## Work order
Write the entries out exactly, with the final line being the one containing "For versionable entities, by".

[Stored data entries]
--------------------------------

PR #4269, opened 2021-01-27
PLFM-6582: Return unversioned DOI for Tables in unversioned bundle request

nickgros:
For versionable entities, by default we return the DOI for the most recent version if no version is specified in the entity bundle request.

This is the wrong thing to do for tables because the current version is mutable. Instead, we return the unversioned DOI. A user can still retrieve the versioned DOI in a bundle by specifying the table version.

### DIFF
--- a/services/repository/src/main/java/org/sagebionetworks/repo/web/service/EntityBundleServiceImpl.java
+++ b/services/repository/src/main/java/org/sagebionetworks/repo/web/service/EntityBundleServiceImpl.java
@@ -8,10 +8,8 @@ import java.util.List;
 
 import org.sagebionetworks.repo.manager.UserManager;
 import org.sagebionetworks.repo.manager.dataaccess.AccessRequirementManager;
-import org.sagebionetworks.repo.model.ACCESS_TYPE;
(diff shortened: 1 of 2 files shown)


services/repository/src/main/java/org/sagebionetworks/repo/web/service/EntityBundleServiceImpl.java
```diff
@@ -160,8 +158,9 @@ public EntityBundle getEntityBundle(Long userId, String entityId,
 		}
 		if(isTrue(request.getIncludeDOIAssociation()) ){
 			try {
-				if (versionNumber == null && (entity instanceof VersionableEntity)) {
-					// DOIs on VersionableEntity cannot be versionless, so we want to get the DOI for the current version
+				if (versionNumber == null && (entity instanceof VersionableEntity) && !(entity instanceof Table)) {
```
john-hill: This works.  In my opinion files are the special case.  If it is a file we use the current version, for all other cases we use the version number.

john-hill (approved):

--------------------------------

## Response below
PR #4269, opened 2021-01-27
PLFM-6582: Return unversioned DOI for Tables in unversioned bundle request

nickgros:
For versionable entities, by default we return the DOI for the most recent version if no version is specified in the entity bundle request.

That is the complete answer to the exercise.